LGBTQ groups also hailed the new law as a significant victory for their community.

“Today, as it always does, love wins. The new law will protect LGBTQ Americans and couples of different races, and their families, recognizing that they and their marriages are as loving and worthy of recognition as any other couple,”GLAAD President and CEO Sarah Kate Ellis said in a statement. “GLAAD is proud to be among all those at the White House celebration today who helped achieve this milestone and continue to fight for equality, freedom, and acceptance for every LGBTQ person.”

“I am grateful to the bipartisan efforts that went into passing the Respect for Marriage Act and for President Biden who has championed LGBTQ+ rights during his time in office,” Michael Adams, the CEO of the LGBTQ elder advocacy organization SAGE said in a statement. “After facing lifetimes of discrimination and decades lacking legal and social recognition, LGBTQ+ elders have waited long enough for reliable protection of their right to marry under federal law.

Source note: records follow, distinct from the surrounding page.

Issue #981, opened 2021-02-25
Add position and reposition to `ListModel` for rearranging Tabs


NicholasBoll:
## 🚀 Feature Proposal

The Tabs component uses a `ListModel` which currently doesn't accept an index override. If a `map` was used to create `Tab`s, an update to that list is not reflected properly in the List and can cause inconsistent rendering and behavior.

Provide an optional `index` to the `Tab` prop interface, `index` as an optional input to `registerItem` and add an `updateItemPosition` to rearrange items based on an index.

## Example

```tsx
// some dynamic list of tabs
const tabs = [{
  id: 'first',
  label: 'First',
  content: 'Contents of first Tab'
}]

const MyTabs = ({ tabs }) => {

  return (
    <Tabs>
      <TabsList>
        {tabs.map(({ id, label }, index) => {
          return <Tab id={id} index={index}>{label}</Tab>
        })
      </TabsList>
      // ...
  )
}
```

NicholasBoll:
Closed by #990

PR #990, opened 2021-03-05
feat(tabs): Update Tabs list model to support passing index position

omasrii:
Closes: #981,  These changes will allow for usages where Tabs are asynchronously created/updated and an order must be maintained  

## Summary

* feat(tabs): Add optional `index` prop to Tab interface to allow overriding position of tab item in list for some advanced usages

- Callbacks have always fired during state setting phase in a React render cycle. The callback signature was updated from `{data, state}` to `{data, prevState}` to reflect this. All docs and codesandboxes have also been updated
- Behavior hooks now receive a `ref` in case they need to fork the ref
- `mergeProps` now handles `css` and `style` props
- `ListModel` can now receive `index` for positional updates to lists
- Tabs has a `DynamicTabs` example to showcase adding and removing of tabs from a list. Tests have been added to verify proper focus management in these cases
- tsconfig was fixed for spec files in VSCode

## Checklist

- [x] `yarn test` passes


modules/_labs/tabs/react/lib/list/useListModel.tsx
```diff
@@ -42,6 +45,11 @@ export const listEventMap = createEventMap<ListEvents>()({
      * unspecified state if not managed properly.
      */
     shouldUnregisterItem: 'unregisterItem',
+    /**
+     * Should a list item be unregistered? Use this only for advanced cases. Lists can get into an
+     * unspecified state if not managed properly.
```
NicholasBoll, line 50:
```suggestion
     * Should a list item position be updated? Use this only for advanced cases. Lists can get into an
     * unspecified state if not managed properly.
```

modules/_labs/tabs/react/lib/list/useListModel.tsx
```diff
@@ -58,6 +66,13 @@ export const listEventMap = createEventMap<ListEvents>()({
      * mount/unmount cycles of rendering.
      */
     onUnregisterItem: 'unregisterItem',
+    /**
+     * Called once an item has been unregistered from the list. This is useful to do any `setState`
+     * or side effects. This method is called synchronously during a `setState` batch. Calling state
+     * setters will not cause extra renders. Item registration should be called during the
+     * mount/unmount cycles of rendering.
```
NicholasBoll, line 73:
```suggestion
     * Called once an item's position has been updated in the list. This is useful to do any `setState`
     * or side effects. This method is called synchronously during a `setState` batch. Calling state
     * setters will not cause extra renders. Item registration should be called during the
     * mount/unmount cycles of rendering.
```

modules/_labs/tabs/react/lib/Tab.tsx
```diff
@@ -120,11 +124,19 @@ const StyledButton = styled('button')<{isSelected: boolean} & StyledType>(
...
-    const tabName = useRegisterItem({state, events}, localRef, name);
+    const tabName = useRegisterItem({state, events}, localRef, name, index);
+
+    if (
+      index &&
+      state.items.length &&
+      !state.items.find((item, i) => item.index === i && item.index === index && item.id === name)
+    ) {
+      events.updateItemPosition({id: name, index});
+    }
```
NicholasBoll, line 139: `events` shouldn't be called directly in a render function since `events` typically call `React.setState` internally. This is also common functionality for any component using a list, so we should make a hook out of this. This would be a `ListModel` behavior, so it goes with `useRegisterItem`. Or perhaps it is rolled into `useRegisterItem` (since you pass the index anyways).

I'm also unsure if the model needs to record the index at all. It isn't really a concern of the model and the `state.items.find` can be expensive per render.

My suggestion is to move this logic into the `useRegisterItem` hook and add a `useLayoutEffect` section that tracks changes to the `index` and when the index changes, call `events.updateItemPosition`. It might look like this:

```tsx
export const useRegisterItem = (
  {state, events}: ListModel,
  localRef: React.RefObject<any>,
  id = '',
  index?: number
): string => {
  const [localId, setLocalId] = React.useState(id);
  const firstRender = React.useRef(true);

  useMountLayout(() => {
    const defaultId = state.indexRef.current;
    const itemId = id || String(defaultId);
    events.registerItem({item: {id: itemId, ref: localRef, index}});
    setLocalId(itemId);
    firstRender.current = false;

    return () => {
      events.unregisterItem({id: itemId});
    };
  });

  useLayoutEffect(() => {
    // Don't update on first render
    if (firstRender.current) {
      return;
    }
    
    events.updateItemPosition({id: name, index})

  }, [index])

  return localId;
};
```

modules/react/common/lib/utils/components.ts
```diff
@@ -239,49 +239,51 @@ export function useModelContext<T>(context: React.Context<T>, model?: T): T {
...
-  hook1: (model: M, props: P) => O1,
-  hook2: (model: M, props: P) => O2
-): (model: M, props: P) => P & O1 & O2;
-export function composeHooks<M, P extends {}, O1 extends {}, O2 extends {}, O3 extends {}>(
-  hook1: (model: M, props: P) => O1,
-  hook2: (model: M, props: P) => O2,
-  hook3: (model: M, props: P) => O3
-): (model: M, props: P) => P & O1 & O2 & O3;
+export function composeHooks<M, R, P extends {}, O1 extends {}, O2 extends {}>(
+  hook1: (model: M, props: P, ref: React.Ref<R>) => O1,
```
NicholasBoll, line 243: @alanbsmith This is where ref forwarding for hooks is added

modules/react/common/lib/utils/mergeProps.ts
```diff
@@ -12,9 +12,20 @@ export function mergeProps<T extends object, S extends object>(
...
+      } else if (key === 'style' && targetProps.hasOwnProperty('style')) {
+        // merge style objects
+        // @ts-ignore TS complains that key might not be on targetProps, but typeof returns
+        returnProps[key] = {...targetProps[key], ...sourceProps[key]};
+      } else if (
+        typeof sourceProps[key] === 'function' &&
+        // @ts-ignore TS complains that key might not be on targetProps, but typeof returns
+        // `undefined` in that case, so this is safe
+        typeof targetProps[key] === 'function'
+      ) {
```
NicholasBoll, line 28: @alanbsmith Added support for `css` and `style` attributes when merging props

cypress/integration/Tabs.spec.ts
```diff
@@ -6,7 +6,7 @@ describe('Tabs', () => {
   });
 
   ['Simple', 'Named Keys'].forEach(story => {
-    context(`given the '${story}' story is rendered`, () => {
+    context(`given the [Labs/Tabs/React, ${story}] story is rendered`, () => {
```
NicholasBoll, line 9: Updated to get Spec table to link to example

modules/labs-react/tabs/lib/TabPanel.tsx
```diff
@@ -60,7 +60,7 @@ export const TabPanel = createComponent('div')({
       setTabName(tabName);
 
       return () => {
-        events.unregisterItem({id: tabName});
+        events.unregisterPanel({id: tabName});
```
NicholasBoll, line 63: Total oops right here

modules/labs-react/tabs/lib/cursor/hooks.tsx
```diff
@@ -69,3 +73,50 @@ export const useRovingFocus = ({state, events}: CursorModel, elemProps = {}) =>
...
   );
 };
+
+/**
+ * Handles the roving focus behavior of a Cursor model. It should be added to the element
+ * representing a list item. It does not handle the tabIndex.
+ *
+ * @see https://www.w3.org/TR/wai-aria-practices/#kbd_roving_tabindex
+ */
+export const useRovingFocusItem = ({state}: CursorModel, elemProps = {}) => {
```
NicholasBoll, line 83: @alanbsmith This hook is how focus management is working on deleted list items. No subscriptions needed.

modules/labs-react/tabs/lib/useTabsModel.tsx
```diff
@@ -100,32 +101,40 @@ export const useTabsModel = (config: TabsModelConfig = {}): TabsModel => {
   const initialTabRef = React.useRef(config.initialTab);
   const [activeTab, setActiveTab] = React.useState(initialTabRef.current || '');
 
-  const menu = useCursorModel({
+  const cursor = useCursorModel({
```
NicholasBoll, line 104: Missed this variable when we renamed "menu" to "cursor"

tsconfig.spec.json
```diff
@@ -1,6 +1,6 @@
 {
   "extends": "./tsconfig.json",
-  "include": ["./jest/testing-library__jest-dom.d.ts", "./jest/verifyComponent.d.ts", "**/*.spec.ts?(x)"],
+  "include": ["./jest/testing-library__jest-dom.d.ts", "./jest/verifyComponent.d.ts", "**/*.spec.tsx"],
```
NicholasBoll, line 3: This fixes the issue where spec files weren't being properly type checked in VSCode. `verifyComponent` was registering as undefined and `expect` was returning `any`

modules/react/common/lib/utils/components.ts
```diff
@@ -239,49 +239,51 @@ export function useModelContext<T>(context: React.Context<T>, model?: T): T {
...
+  hook4: (model: M, props: P, ref: React.Ref<R>) => O4,
+  hook5: (model: M, props: P, ref: React.Ref<R>) => O5
+): (model: M, props: P, ref: React.Ref<R>) => P & O1 & O2 & O3 & O4 & O5;
+export function composeHooks<M, R, P extends {}, O extends {}>(
+  ...hooks: ((model: M, props: P, ref: React.Ref<R>) => O)[]
+): (model: M, props: P, ref: React.Ref<R>) => O {
+  return (model: M, props: P, ref: React.Ref<R>) => {
     return hooks.reverse().reduce((props: any, hook) => {
-      return hook(model, props);
+      return hook(model, props, props.ref || ref);
```
NicholasBoll, line 286: @alanbsmith Here's how `ref` is reduced when composing hooks. Refs are first passed to functions. If the hook returns `ref` in the prop list, it will be used to continue passing down, otherwise it falls back to `ref` passed to composition.

NicholasBoll (approved):

PR #992, opened 2021-03-09
Slash Imports

anicholls:
## Summary

Spike on refactoring Canvas Kit to use a slash import system rather than individual modules/packages for each component.
Opening a draft PR because I'd like to get eyes on this quickly. The sooner it goes in the better because the longer we wait, the more merge conflicts we'll have to deal with.

Before:
```tsx
import {ActionBar, Banner, BannerVariant} from '@workday/canvas-kit-react';
```
After:
```tsx
import { ActionBar } from "@workday/canvas-kit-react/action-bar";
import { Banner, BannerVariant } from "@workday/canvas-kit-react/banner";
```

- [x] Reorganize all modules into 7 top level modules
- [x] Remove each components package.json and create a new one for each package as needed
- [x] Add a new codemod CLI package
- [x] Add a codemod transform to convert the previous imports to the new ones
- [x] Update package.json dependencies to reference new packages
- [x] Working correctly in storybook
- [x] Get builds working
- [x] Get tests working
- [x] Update lint rule to restrict imports from `lib/` folder
- [x] Update create-component utility
- [x] Update documentation
- [x] Audit additional tooling to see if we'll have any issues
- [x] Make sure CSS modules still work without slash imports

**I'm proposing we do these items in a follow up PR to get this in ASAP:**
- [ ] Roll up components so you can't import from the `lib/` folder
- [ ] Test with tree shaking 
- [ ] Consider recategorizing storybook
- [ ] Consider switching back to independent versioning

---

### Codemod package

Once published, the codemod should be runnable via npx:
```sh
> npx @workday/canvas-kit-codemod <transform> [path]
```

For now you need to run it locally:
```sh
> node modules/codemod/index.js v5 [path]
```

```sh
canvas-kit-codemod <transform> [path]

Commands (transforms):
  canvas-kit-codemod v5 [path]  Canvas Kit v4 > v5 migration transform

Options:
  -v, --version  Show version number                                   [boolean]
  -h, --help     Show help                                             [boolean]
```

Note: These codemods only work on .js, .jsx, .ts, and .tsx extensions. You may need to make some manual changes in other file types (.json, .mdx, .md, etc.).

Note: You may need to run your linter after executing the codemod, as it's resulting formatting (spacing, quotes, etc.) may not match your project's styling.

To run the codemod tests:
```sh
> yarn test modules/codemod/lib/v5/spec/codemod-v5.spec.ts
``` 
For some reason there's a transpilation issue when running them from the `codemod/` folder. Haven't figured this out yet.

---

### Questions:

- Since we're leaving CSS as separate modules and putting it into maintenance mode, do we want to recategorize the storybook in a future PR? (note: this will break existing links)


utils/check-dependencies-exist.js
```diff
@@ -145,6 +145,13 @@ function formatErrorMessage(pkgFile, errors) {
 const modulePath = process.cwd();
 const packageName = require(path.join(modulePath, 'package.json')).name;
 
+// TODO: Figure out why we need this.
+if (modulePath.endsWith('/modules/react')) {
+  depCheckOptions.ignoreMatches.push('@workday/canvas-kit-react');
+} else if (modulePath.endsWith('/modules/labs-react')) {
+  depCheckOptions.ignoreMatches.push('@workday/canvas-kit-labs-react');
+}
```
anicholls, line 153: I'm not quite sure why this is needed. Oddly enough, `@workday/canvas-kit-react` only seems to complain about `@workday/canvas-kit-react/core` imports (i.e. `@workday/canvas-kit-react/icon` works fine), but `@workday/canvas-kit-labs-react` complains about any internal imports from `@workday/canvas-kit-labs-react` (e.g. `@workday/canvas-kit-labs-react/menu` or `@workday/canvas-kit-labs-react-color-picker`)

modules/codemod/lib/v5/spec/codemod-v5.spec.ts
```diff
@@ -0,0 +1,128 @@
...
+  //   transform,
+  //   {},
+  //   `
+  // import * as foo from '@workday/canvas-kit-react';
+  //     `,
+  //   `
+  // import * as foo from "@workday/canvas-kit-react/core";
+  //     `,
+  //   'Changes namespaced bundle import to namespaced core import'
+  // );
```
anicholls, line 42: This will be a headache to account for as we need to convert this into separate imports from all of the mapped modules, then assign them all to an object called `foo`. Thoughts on whether it's worth handling this case? I can't imagine it's too common.

NicholasBoll: I suppose if someone files an issue, we could try updating based on their usage.

NicholasBoll:
Manually merged via https://github.com/Workday/canvas-kit/commit/340c8635710a04e4ec8a581b6f0bd5bd41e04287

Manual reduced the changed lines by manually overriding the `renamelimit` in git, otherwise Github would create a commit with 40K lines changed instead of around 3K!

PR #994, opened 2021-03-09
ci: Update setup-node action and remove custom matcher

NicholasBoll:
Remove custom GH Actions matcher code now that https://github.com/actions/setup-node/issues/152 is resolved.


anicholls (approved):

modules/tooltip/react/lib/Tooltip.tsx
```diff
@@ -62,7 +62,7 @@ function mergeCallbacks<T extends {[key: string]: any}>(
 }
 
 export const Tooltip = ({
-  type = 'label',
+  type = 'label1',
```
NicholasBoll, line 65:
```suggestion
  type = 'label',
```

PR #995, opened 2021-03-13
feat: Add basic primary theme support to CSS components

aaronanderson:
Updated the canvas-kit-css SASS files to support new theme variables like the canvas-kit-react theme feature so that the default main color of blueberry can be overwritten.

## Summary

Currently in the canvas-kit-css modules there is no way to override the default blueberry color on buttons,  text inputs, checkboxes, etc. This update creates new SASS variables:

$wdc-color-lightest: $wdc-color-blueberry-100 !default;
$wdc-color-light: $wdc-color-blueberry-200 !default;
$wdc-color-main: $wdc-color-blueberry-400 !default;
$wdc-color-dark: $wdc-color-blueberry-500 !default;
$wdc-color-darkest: $wdc-color-blueberry-600 !default;

and all direct updates to the blueberry color have been updated to these new overridable variables. Now it is possible to use SASS variables to create CSS files with a different theme color.

## Checklist

- [ ] `yarn test` passes
      applicable?path=/story/components-inputs-textarea-css-left-label--default


modules/core/css/lib/variables/colors.scss
```diff
@@ -9,3 +9,8 @@ $wdc-color-alert-light: $wdc-color-cantaloupe-200;
 $wdc-color-alert-dark: $wdc-color-cantaloupe-500;
 $wdc-color-shadow-light: rgba(82, 97, 115, 0.14);
 $wdc-color-shadow: rgba(82, 97, 115, 0.18);
+$wdc-color-lightest: $wdc-color-blueberry-100 !default;
+$wdc-color-light: $wdc-color-blueberry-200 !default;
+$wdc-color-main: $wdc-color-blueberry-400 !default;
+$wdc-color-dark: $wdc-color-blueberry-500 !default;
+$wdc-color-darkest: $wdc-color-blueberry-600 !default;
```
anicholls, line 16: Could you update these to include `primary` so they match the react theme colors? (e.g. `$wdc-color-primary-lightest`)

anicholls (changes requested):
Thanks for the contribution @aaronanderson! 🎉 

Just out of curiosity, could you share your use case for this functionality? As a heads up, due to the infrequent use of our CSS modules, they will be going into maintenance mode in Canvas Kit v5. We will still support them with bug fixes and significant visual updates, but they generally won't be receiving new components, additional features, etc. We're currently targeting the end of May for that release.

modules/core/css/lib/variables/colors.scss
aaronanderson: Thanks for the feedback. I updated the SASS theme variable names with a primary identifier. 

I work for a Workday Services Partner and I am currently using the Canvas-Kit CSS components in a LitElement Web Component based [supplemental library](https://github.com/aaronanderson/lwdc) that I use in internal applications that interface with Workday. 

Thanks for the heads up on the CSS module deprecation. While I am dismayed that traditional CSS and VanillaJS will no longer be supported I realize that React is the primary target JS framework. Given there is no overlap between the React and CSS modules and the component library continues to grow it is understandable that it is no longer feasible to maintain duplicate components.

In light of this new information I will reassess my approach to building applications with Canvas Kit and determine if I can incorporate the React components or maintain my own component variants like I have done for component that do not have CSS variants.

anicholls: Thanks for the info and the update! It's very cool to have external partners using and contributing to our kits. Thanks for sharing your library as well :) 

> traditional CSS and VanillaJS will no longer be supported
It's not that they won't be supported, we just won't be adding new functionality. The reason we're putting them in maintenance mode and not deprecating them completely is for people like yourself.

It's probably also worth mentioning that we plan to invest some time into exploring compile-time frameworks that will allow us to provide a framework-agnostic version of all our components at some point in the future (e.g. Svelte, Stencil, etc.). Unfortunately we just don't have the bandwidth for it at this time. But keep your eyes out for this down the road!

anicholls (approved):

modules/core/css/lib/variables/colors.scss
aaronanderson: Thanks for the encouraging news on potential plug-and-play framework-agnostic components in the future. I look forward to using them if/when they become available.

PR #998, opened 2021-03-18
docs: Relocate supplemental docs to new docs module

anicholls:
## Summary

Moves migration guides, code style, etc. docs into new `@workday/canvas-kit-docs` module so they can be imported into our new documentation site.


.storybook/main.js
```diff
@@ -39,6 +40,12 @@ module.exports = {
       ],
     });
 
+    // Update @storybook/addon-docs webpack rules to load all .mdx files in storybook
+    const mdxRule = config.module.rules.find(rule => rule.test.toString() === /\.mdx$/.toString());
+    mdxRule.use.find(loader => loader.loader.includes('@mdx-js')).options['compilers'] = [
+      createCompiler({}),
+    ];
```
anicholls, line 47: This change makes it so that every `.mdx` file found in the `stories` field above will be processed for Storybook and rendered within Storybook. This means that every `.mdx` file will require a `<Meta />` tag otherwise you will get an error in Storybook (something about a default export with no title). Previously, storybook would only render `.mdx` files with the `.story` or `.stories` prefix.

To get around this, anything you'd like visible in github, but not in Storybook should be `.md`:

- Github only: `.md`
- Storybook + Github: `.mdx` with `<Meta />`

modules/docs/mdx/changelog.stories.mdx
```diff
@@ -1,6 +1,6 @@
 import {Meta} from '@storybook/addon-docs/blocks';
-import Changelog from '../../CHANGELOG.md';
-import Markdown from '../../utils/storybook/Markdown.tsx';
+import Changelog from '../../../CHANGELOG.md';
```
NicholasBoll, line 2: Does it make sense for this file to go here? It will be published with our docs package, but won't work in the Canvas site because the `CHANGELOG.md` file will not be published. So importing in the Canvas Site will result in a "module not found" error.

Maybe it has to be? Or it gets left where it was and becomes a Storybook-only MDX file - along with the "Getting Started" since that references the README.md file which also is not published.

anicholls: Hmm... That's a good point. We could leave it at the root and change it to `.mdx` - github can render them just fine, it will just skip any jsx tags. 

However, we actually may want to render the changelog on the Canvas Site. I left it at the root because it felt weird for a project to have that buried in a module folder. What do you think?

NicholasBoll: It is a common convention to have a `CHANGELOG.md` file in the root of a project. If we want to render on the Canvas Site, we may have to copy the CHANGELOG.md file to the doc module directory as part of the build process and make sure the file is deployed to npm. I'm not sure if at that point this `MDX` wrapper is helpful to the Canvas Site since the Storybookisms have to be stripped away.

I think our Readme is going to be reduced to a much simpler version and have a link to more official documentation anyways. I'm not sure how useful that will be for the Canvas Site. I think having these MDX files are fine here even if not used by the Canvas Site to avoid too much odd configuration.

NicholasBoll (approved):

PR #1009, opened 2021-03-24
fix: Allow refs to be passed to createComponent components

NicholasBoll:


modules/react/common/spec/components.test-d.tsx
```diff
@@ -0,0 +1,51 @@
...
+    },
+  });
+});
+
+it('should allow a valid ref when wrapping components', () => {
+  const Component = createComponent('button')({Component: (props: {}) => null});
+
+  createComponent('button')({
+    Component: (props: {}, ref, Element) => {
+      return <Component ref={ref} />;
```
NicholasBoll, line 48: This is where the issue was. According to `PropsWithAs`, `ElementType` was a Component Class for Components created with `createComponent`. Passing a ref of an element caused signatures to not match. I had to extract the element type in `PropsWithAs` to fix this.

modules/react/common/lib/utils/components.ts
```diff
@@ -29,7 +49,7 @@ export type PropsWithAs<
          * If `as` is a component, the reference will be to that component (or element if the component
          * uses `React.forwardRef`).
          */
-        ref?: React.Ref<ElementType>;
+        ref?: ExtractRef<ElementType>;
```
NicholasBoll, line 52: Here's the fix. The ref type must be extracted from the `ElementType` generic which could be `undefined`, an `Element`, or an `ElementComponent<'someElementType', SomeProps>`

modules/react/common/spec/components.test-d.tsx
```diff
@@ -0,0 +1,51 @@
+import React from 'react';
+import {expectTypeOf} from 'expect-type';
```
NicholasBoll, line 2: [expect-type](https://github.com/mmkal/ts/tree/master/packages/expect-type) is a simple no-dependency package that has no runtime and instead uses Typescript to static analyze with an expect-style matching. It isn't perfect, but it works without a complicated setup. Other contenders were [dtslint](https://github.com/microsoft/dtslint) and [tsd](https://github.com/SamVerschueren/tsd) both which were complicated to set up and had a large amount of dependencies.

It would be nice if `expect-type` failed more gracefully. It can be used as more of a regression-style test. Failures result in some complicated type errors or don't fail correctly. It worked well for enough cases to be useful. It is a very small dependency (basically a 135 TS file) and uses `tsc` to work.

modules/react/common/spec/components.test-d.tsx
```diff
@@ -0,0 +1,51 @@
...
+});
+
+it('should add sub-components to the signature', () => {
+  const component = createComponent('div')({
+    Component: (props: {foo: 'bar'}) => null,
+    subComponents: {
+      Foo: 'bar',
+    },
+  });
+  expectTypeOf(component).toEqualTypeOf<ElementComponent<'div', {foo: 'bar'}> & {Foo: number}>();
```
NicholasBoll, line 18: This is actually something that `expect-type` fails at. Not sure why. `Foo` is actually a different type here...

modules/react/common/spec/components.test-d.tsx
```diff
@@ -0,0 +1,51 @@
...
+  });
+});
+
+it('should assign ref and Element correctly for createComponent components', () => {
+  const component = createComponent('article')({Component: (props: {}) => null});
+
+  createComponent(component)({
+    Component: (props: {}, ref, Element) => {
+      expectTypeOf(ref).toEqualTypeOf<React.Ref<HTMLElement>>();
+      expectTypeOf(Element).toEqualTypeOf<ElementComponent<'article', {}>>();
```
NicholasBoll, line 37: This is kind of a cool way to verify what gets returned by functions in an explicit way.

modules/react/common/spec/components.test-d.tsx
anicholls: Nit: This one seems a bit out of place without context since there's no `expect` call. Do you mind adding a comment referencing this PR or something?

anicholls (approved):

modules/react/common/spec/components.test-d.tsx
NicholasBoll: Hmm. I think this is more complicated than it needs to be. We really are ensuring `ref` can be sent to `<Component>`. It doesn't need another `createComponent` wrapper.

NicholasBoll: I'm cleaning it up.

PR #1140, opened 2024-04-11
feat Add session `setdefault`

ArneGudermann:
Resolves https://github.com/viur-framework/viur-shop/blob/f6e84e772be01d7cf2beb74d674a3aeda6ac303b/src/viur/shop/modules/abstract.py#L45

### DIFF
--- a/src/viur/core/session.py
+++ b/src/viur/core/session.py
@@ -211,8 +211,7 @@ class Session:
         """
             Set a default value in the current session
         """
-        self.session.setdefault(key, value)
-        return value
+        return self.session.setdefault(key, value)
 
 
 @tasks.CallDeferred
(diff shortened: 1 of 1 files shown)


src/viur/core/session.py
```diff
@@ -207,6 +207,13 @@ def items(self) -> 'dict_items':
         """
         return self.session.items()
 
+    def setdefault(self, key: str, value: t.Any) -> t.Any:
+        """
+            Set a default value in the current session
+        """
+        self.session.setdefault(key, value)
+        return value
```
sveneberth, line 215: Cloud be more simple, and this returns the correct value if this key was already in the session.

“The signing of this landmark legislation not only protects same-sex couples; it also comes at a critical time as numerous states work to pass anti-trans and anti-LGBTQ+ laws that harm our LGBTQ+ community,” Adams added. “The message must be loud and clear – LGBTQ+ people are entitled to the same dignity, rights and protections as all Americans. And we must all keep working until that goal is fully realized.”